I appreciate and thank you for the advice.  Since we have no small kids I'd rather stay away from the kiddie pool. Either ocean/mountain view is OK as long as I don't have to pack and switch rooms.


----------



## Quadmaniac (Apr 16, 2013)

Wondering if anyone knows what view the lock offs in the Naia tower are ? I think they had said the majority of the units in that building are dedicated 2 br with some lock offs. 

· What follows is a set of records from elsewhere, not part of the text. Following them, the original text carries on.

PR #3379, opened 2023-06-22
Rewrite Bun's runtime CommonJS loader

Jarred-Sumner:
- This fixes the main crash people have been running into. ~There still is one more crash to address.~
- Builtins now have a `SourceOrigin` set to the `builtin://` URL protocol. This isn't user-facing. 
- `import.meta.primordials` is replaced with `globalThis[Symbol.for("Bun.lazy")("primordials")`. This function returns undefined if the caller source origin is not `builtin://`
- `depd` is no longer a hardcoded module
- The code that re-exports CommonJS module into the ESM registry is now only run when the CommonJS module has been imported or needs to exist in 
- `import.meta.require` is no longer used in builtin ESM modules. It is now a regular import
- `node:url` is no longer minified in the source and it uses a tweaked, vendored version of @ljharb's module. The main tweaks are using Bun's `fileURLToPath`, `pathToFileURL` functions and using `new URLSearchParams(query).toJSON()` to parse the the query string instead of a separate module

The cause of the GC crash was due to:
- Incorrect JSC::Structure use (setting inline capacity seems to cause property offsets to be wrong in non-trivial prototypes)
- Using `functionSpace` instead of `plainObjectSpace` for the prototypes

~The remaining crash repros like this:~ **fixed!**
```ts
import path from 'path';
import esbuild from 'esbuild';
console.log(path, esbuild) // mark them as used
```

This crash happens because `esbuild` is evaluated at link time. `esbuild` uses `path`. `path` is evaluated after `esbuild` since it is already in the ESM registry

Note that the following does not crash (esbuild loading before path)
```ts
import esbuild from 'esbuild';
import path from 'path';
console.log(path, esbuild) // mark them as used
```

We could make the builtins use `import.meta.require` when loaded from user code, but that would only solve this issue for the builtins (and only when statically known). I do not think it would fix it for cjs -> ESM -> cjs.

Our options here are:
- Load CommonJS & ESM modules twice
- Do some hoisting thing that probably won't work
- Rely on static analysis to pick up CommonJS export names, evaluate CommonJS at the same time as ES Modules (what Node.js does)
- Evaluate CommonJS immediately, before link time


src/bun.js/bindings/ModuleLoader.cpp
```diff
@@ -350,6 +355,105 @@ extern "C" void Bun__onFulfillAsyncModule(
...
+        case SyntheticModuleType::StringDecoder: {
+            return synthetic(generateStringDecoderSourceCode);
+        }
+        default: {
+            return jsNumber(-1);
+        }
+        }
+    }
+
+    // if (JSC::JSValue virtualModuleResult = JSValue::decode(Bun__runVirtualModule(globalObject, specifier))) {
```
Jarred-Sumner, line 422: regression: loaders don't work for CommonJS here

we can address this though, that feature is sort of already broken

src/bun.js/bindings/ZigSourceProvider.cpp
```diff
@@ -58,17 +73,17 @@ Ref<SourceProvider> SourceProvider::create(Zig::GlobalObject* globalObject, Reso
             }
         }
     }
-    auto stringImpl = Bun::toWTFString(resolvedSource.source_code);
+    auto stringImpl = Bun::toWTFString(resolvedSource.source_code).isolatedCopy();
```
Jarred-Sumner: This clone is unnecessary

src/js/builtins/BunBuiltinNames.h
```diff
@@ -265,3 +273,9 @@ class BunBuiltinNames {
 };
 
 } // namespace WebCore
+
+#ifdef ORIGINAL_ASSERT_ENABLED
```
Jarred-Sumner, line 278: This wasn't mean to be added

src/js/builtins/ImportMetaObject.ts
```diff
@@ -119,17 +118,14 @@ export function internalRequire(this: ImportMetaObject, resolved) {
...
-    return cached;
+    return cached.exports;
   }
 
   // TODO: remove this hardcoding
   if (last5 === ".json") {
     var fs = (globalThis[Symbol.for("_fs")] ||= Bun.fs());
     var exports = JSON.parse(fs.readFileSync(resolved, "utf8"));
-    $requireMap.$set(resolved, exports);
+    $requireMap.$set(resolved, { exports });
```
Jarred-Sumner: we should make these use the proper CommonJS module object

src/js/builtins/ImportMetaObject.ts
```diff
@@ -249,7 +245,7 @@ export function createRequireCache() {
 
 $sloppy;
 export function require(this: ImportMetaObject, name) {
-  var from = this?.path ?? arguments.callee.path;
+  var from = this?.path ?? arguments.callee?.path;
```
Jarred-Sumner, line 217: the ? is probably unnecessary

src/js_parser.zig
```diff
@@ -21226,14 +21226,72 @@ fn NewParser_(
...
+                    bind_args[0] = this_module;
+                    const get_require = p.newExpr(
+                        E.Dot{
+                            .name = "require",
+                            .target = this_module,
+                            .name_loc = logger.Loc.Empty,
+                        },
+                        logger.Loc.Empty,
+                    );
+
```
Jarred-Sumner, line 21240: now that the cause of the GC crash is clear we could probably move .bind() back to C++

src/bun.js/bindings/CommonJSModuleRecord.cpp
```diff
@@ -59,204 +59,494 @@
...
 #include "ZigSourceProvider.h"
+#include "JavaScriptCore/FunctionPrototype.h"
+#include "CommonJSModuleRecord.h"
+#include <JavaScriptCore/JSModuleNamespaceObject.h>
+#include <JavaScriptCore/JSSourceCode.h>
+#include <JavaScriptCore/LazyPropertyInlines.h>
+
+namespace JSC {
+// this is not correct
+class JSModuleEnvironment : public JSScope {
```
dylan-conway: this can be removed?

PR #3384, opened 2023-06-23
fix tests for `expect()`

alexlamsl:


test/js/bun/test/expect.test.js
```diff
@@ -2743,7 +2836,6 @@ describe("expect()", () => {
     expect([]).toBeArrayOfSize(0);
     expect(new Array()).toBeArrayOfSize(0);
     expect([1, 2, 3, "🫓"]).toBeArrayOfSize(4);
-    expect((new Array() < string) | (number > (1, 2, 3, "🫓"))).toBeArrayOfSize(4);
```
alexlamsl, line 2746: @paperdave I couldn't figure out what this test is supposed to look like... 🤔

paperclover: copied from test-test.test.ts. lol *what* the hell is that.

oh
this is supposed to be the TS code 
```ts
expect((new Array<string|number>(1, 2, 3, "🫓"))).toBeArrayOfSize(4)
```

i pasted it in a js file and it got reformatted as such

```ts
expect((new Array(1, 2, 3, "🫓"))).toBeArrayOfSize(4)
```

alexlamsl: Ah that makes sense &minus; many thanks 👍

paperclover (approved):
cool. i do want to note there was a label function somewhere that i didn't copy paste in. we could have just used that.

also is 30 minutes really needed vs 10?

alexlamsl:
> there was a label function somewhere that i didn't copy paste in

Would you mind pointing me to the original TS source?

Keeping in sync with it would be a good idea anyway.

> also is 30 minutes really needed vs 10?

`bun-darwin-aarch64` is currently taking longer to run than previously &minus; it is not a consequence of this PR, however it is very difficult to test if this works if the tests themselves got cancelled... 😖

PR #3733, opened 2023-07-22
fix #3716

### LINKED ISSUE #3716: Bun.env truncates .env string values containing `#` when run as an npm script

0.6.14

Darwin 22.5.0 x86_64 i386

Create a directory containing
.env
```
TEST_VAR='ABC#DEF'
```

reproFile.js
```
console.log(Bun.env.TEST_VAR);
```

package.json
```
{
  "name": "bun-env-bug-repro",
  "scripts": {
    "reproScript": "bun run reproFile.js"
  }
}
```

cd into new directory
run `bun run reproFile.js` - the terminal output is correct `ABC#DEF`
run `bun reproScript` - the terminal output is incorrect `ABC` (truncates `#` and rest of string)

The output of `bun reproScript` and `bun run reproFile.js` is `ABC#DEF` in both cases

### What do you see instead?

`bun run reproFile.js` outputs `ABC#DEF`
`bun reproScript` outputs `ABC` and truncates the `#` and the rest of the string

### Additional information

The same bug appears if the reproFile is `.ts`
`bun run reproScript` has the same bug as just `bun reproScript`

Not sure whether that's any help

dylan-conway:
fixes #3716

### DIFF
--- a/src/env_loader.zig
+++ b/src/env_loader.zig
@@ -329,13 +329,24 @@ pub const Loader = struct {
     pub fn loadProcess(this: *Loader) void {
         if (this.did_load_process) return;
 
-        // This is a little weird because it's evidently stored line-by-line
-        var source = logger.Source.initPathString("process.env", "");
-
         this.map.map.ensureTotalCapacity(std.os.environ.len) catch unreachable;
-        for (std.os.environ) |env| {
-            source.contents = bun.span(env);
-            Parser.parse(&source, this.allocator, this.map, true, true);
+        for (std.os.environ) |_env| {
+            var env = bun.span(_env);
+            if (strings.indexOfChar(env, '=')) |i| {
+                var key = env[0..i];
+                var value = env[i + 1 ..];
+                if (key.len > 0) {
+                    if (value.len > 0) {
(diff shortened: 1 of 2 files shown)


src/env_loader.zig
```diff
@@ -329,13 +329,24 @@ pub const Loader = struct {
...
-        // This is a little weird because it's evidently stored line-by-line
-        var source = logger.Source.initPathString("process.env", "");
-
         this.map.map.ensureTotalCapacity(std.os.environ.len) catch unreachable;
-        for (std.os.environ) |env| {
-            source.contents = bun.span(env);
-            Parser.parse(&source, this.allocator, this.map, true, true);
+        for (std.os.environ) |_env| {
+            var env = bun.span(_env);
+            if (strings.indexOfChar(env, '=')) |i| {
```
Jarred-Sumner, line 335: wonder what happens if an env key has an `=` in it

Jarred-Sumner: according to Stack Overflow, this is correct

https://stackoverflow.com/questions/41109789/is-the-equals-sign-character-allowed-in-the-value-of-an-environment-value-in

Issue #3740, opened 2023-07-22
fs.writeFile mode is not Node.js compatible


gutenye:
### What version of Bun is running?

0.6.14

### What steps can reproduce the bug?

```
import fs from 'fs'
fs.writeFileSync('a.txt', 'content', { mode: 33188 })
```

### What is the expected behavior?

Works fine on Node

### What do you see instead?

TypeError: Invalid mode: must be an octal number
 code: "ERR_INVALID_ARG_TYPE"

Hanaasagi:
It looks like the upper limit of the value is constrained to `0o777` in bun, which is causing this issue.

https://github.com/oven-sh/bun/blob/636cec03e10ab487b1df3057aaab60b4d2b02c99/src/bun.js/node/types.zig#L1008-L1011

In Node.js, this limit is a u32.


https://github.com/nodejs/node/blob/9dd574c9e232515aa894795b8a2522f53024b6f7/lib/internal/validators.js#L69-L80

Jarred-Sumner:
ah, we probably should wrap it

PR #3747, opened 2023-07-22
Fix `writeFileSync` when the mode is greater than 0o777.

Hanaasagi:
Close: #3740

The octal representation of `33188` is `0o100644`, and it appears that this value is from `stat.st_mode`.

Ref: https://man7.org/linux/man-pages/man7/inode.7.html


Jarred-Sumner:
Thank you

PR #3749, opened 2023-07-22
Display the version installed after installing

### LINKED ISSUE #3720: Add bun version into CLI output of the install script

image

to know which bun version was installed

you can run `bun -v` to check, but this would be a nice inclusion

MohammedWaheeb:
This was requested by a user on twitter 

Closes #3720


Electroid:
Instead of making a request to the Github API, it can just output the result of `bun -v`

MohammedWaheeb:
@Electroid done

paperclover:
Closes #3720

(i know typing this in the main comment will make it close but idk if i type it in a comment here)

MohammedWaheeb:
@paperdave is there anything i need to do so it can be merged

birkskyum:
can we make a way to print the commit hash a version is build from?

When I use `bun -v` i just see the generic:

```
➜ bun -v
0.7.4
```


**An example of a more informative cli is **rustc**:**

``` zig
➜ rustc -V
rustc 1.70.0 (90c541806 2023-05-31) (built from a source tarball)
```

paperclover:
> can we make a way to print the commit hash a version is build from?
> 
> When I use `bun -v` i just see the generic:
> 
> ```
> ➜ bun -v
> 0.7.4
> ```
> 
> **An example of a more informative cli is rustc:**
> 
> ```zig
> ➜ rustc -V
> rustc 1.70.0 (90c541806 2023-05-31) (built from a source tarball)
> ```

#4027 added `bun --revision` which prints a string like

```
0.7.4-debug+d6cf039ccd0e3fd36f57564c816e68fef1403189
```

(we cannot change -v because bun upgrade relies on it and would break older bun upgrades)

MohammedWaheeb:
@paperdave should i add it next to or under the version

PR #3754, opened 2023-07-23
[install] improve workspace substitution of npm dependencies

alexlamsl:
- respect semver ranges
- allow double definition of package within `workspaces` & `dependencies` as long as versioning is compatible


Jarred-Sumner:
Thank you

PR #3759, opened 2023-07-23
wip: bun-plugin-lightningcss

TommasoAmici:
work started here https://github.com/oven-sh/bun/pull/2888

One thing I'm not sure about is having both a `bun-plugin-lightningcss` and a `bun-plugin-css`. 

The fact we're using Lightningcss is just an implementation detail.

I think these two plugins should be merged into `bun-plugin-css`


Jarred-Sumner:
Closing due to bitrot

PR #3761, opened 2023-07-23
Fixes #172

### LINKED ISSUE #172: `NapiClass` constructor cannot be subclassed
Filing so I remember to fix this

This currently impacts `@resvg/resvg-js`

```
module.exports.Resvg = class Resvg extends _Resvg {
  constructor(svg, options) {
     super(svg, JSON.stringify(options))
```

The problem in Bun is this code:
```c++
   NapiClass* napi = jsDynamicCast<NapiClass*>(newTarget);
    if (UNLIKELY(!napi)) {
        JSC::throwVMError(globalObject, scope, JSC::createTypeError(globalObject, "NapiClass constructor called on an object that is not a NapiClass"_s));
        return JSC::JSValue::encode(JSC::jsUndefined());
    }

```

That `!napi` is being returned because `newTarget` is a subclass of NapiClass.

Maybe the prototype needs to be checked instead? I'm not sure.

arturovt:
I've firstly checked the comment left by Jarred in the issue, but seems like `inherits` is never truthy (I was using `@resvg/resvg-js`). I was only able to get a valid pointer to `NapiClass` going through the prototype chain. I don't know if the code in this PR is valid, but I was able to make `@resvg/resvg-js` functioning.

P.S. where should be tests located in?

Issue: #172

### DIFF
--- a/src/bun.js/bindings/napi.cpp
+++ b/src/bun.js/bindings/napi.cpp
@@ -1245,7 +1245,21 @@ JSC_DEFINE_HOST_FUNCTION(NapiClass_ConstructorFunction,
 
     JSObject* newTarget = asObject(callFrame->newTarget());
 
-    NapiClass* napi = jsDynamicCast<NapiClass*>(newTarget);
+    NapiClass* napi = nullptr;
+    if (newTarget->inherits<NapiClass>()) {
+        napi = jsCast<NapiClass*>(newTarget);
+    } else {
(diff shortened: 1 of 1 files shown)


paperclover:
This definitely needs tests. They can go anywhere within `test/js`, probably could make an napi tests folder like `test/js/node/napi`

paperclover:
This was fixed in #4220

PR #3770, opened 2023-07-23
Set error code `EADDRINUSE` in case conflict port, closes #3767

### LINKED ISSUE #3767: bun fails to increment vite's port

0.7.1

ubuntu 22.04

bun --bun vite

```
Forced re-optimization of dependencies
Port 5000 is in use, trying another one...

  VITE v4.4.6  ready in 1662 ms

  ➜  Local:   http://localhost:5001/
  ➜  Network: use --host to expose
  ➜  press h to show help
```

### What do you see instead?

```
Forced re-optimization of dependencies
358 |     try {
359 |       const tls = this.#tls;
360 |       if (tls)
361 |         this.serverName = tls.serverName || host || "localhost";
362 | 
363 |       this.#server = Bun.serve({
                        ^
error: Failed to start server. Is port 5000 in use?
      at listen (node:http:363:21)

  VITE v4.4.6  ready in 1512 ms

  ➜  Network: use --host to expose
  ➜  press h to show help
```

### Additional information

_No response_

hyuzea:


Jarred-Sumner:
thank you for this, but it should be done in the native code instead of in node:http

yus-ham:
> thank you for this, but it should be done in the native code instead of in node:http

Indeed I also prefer to use native code. but until now I've tried I still can't have running bun codebase.
Does bun will also use same API with node for error codes?

shivak:
@Jarred-Sumner what is the desired behavior? I think the clearest approach would be to just turn off `SO_REUSEPORT` when Bun listens. In development, that flag is a foot gun. In production with load balancing, a parent watchdog process should be used to manage the port and workers. 

I can just turn off the flag as part of https://github.com/oven-sh/bun/pull/2852 .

They confirmed that we are in the Naia in a lock off for both weeks but would not say the view. I know the reservation code on II for 1 week is an OV lock off and the other was a dedicated 2 br OV and exchangers are never guaranteed view, but I thought I remember someone saying that most times Marriott honors the view on the reservation ?

Thanks

Q


----------



## dioxide45 (Apr 16, 2013)

Quadmaniac said:


> Wondering if anyone knows what view the lock offs in the Naia tower are ? I think they had said the majority of the units in that building are dedicated 2 br with some lock offs.
> 
> They confirmed that we are in the Naia in a lock off for both weeks but would not say the view. I know the reservation code on II for 1 week is an OV lock off and the other was a dedicated 2 br OV and exchangers are never guaranteed view, but I thought I remember someone saying that most times Marriott honors the view on the reservation ?
> 
> ...



It isn't that they necessarily keep the view that was on the confirmation. They are really trying to keep people in the type of unit confirmed. So if you are confirmed in to a 2BR lock off OV, then they will try to keep you there. Though not all resort do that. Your situation is a little tricky, you were confirmed in to two OV units but one was dedicated and the other was a lock off. Of course you could end up in either an OV lock off or OV dedicated unit. Of course it is possible that when they went through the available units, there wasn't anything in the OV category that would work for two straight weeks, so you could end up in Island View also.


----------



## Quadmaniac (Apr 16, 2013)

dioxide45 said:


> It isn't that they necessarily keep the view that was on the confirmation. They are really trying to keep people in the type of unit confirmed. So if you are confirmed in to a 2BR lock off OV, then they will try to keep you there. Though not all resort do that. Your situation is a little tricky, you were confirmed in to two OV units but one was dedicated and the other was a lock off. Of course you could end up in either an OV lock off or OV dedicated unit. Of course it is possible that when they went through the available units, there wasn't anything in the OV category that would work for two straight weeks, so you could end up in Island View also.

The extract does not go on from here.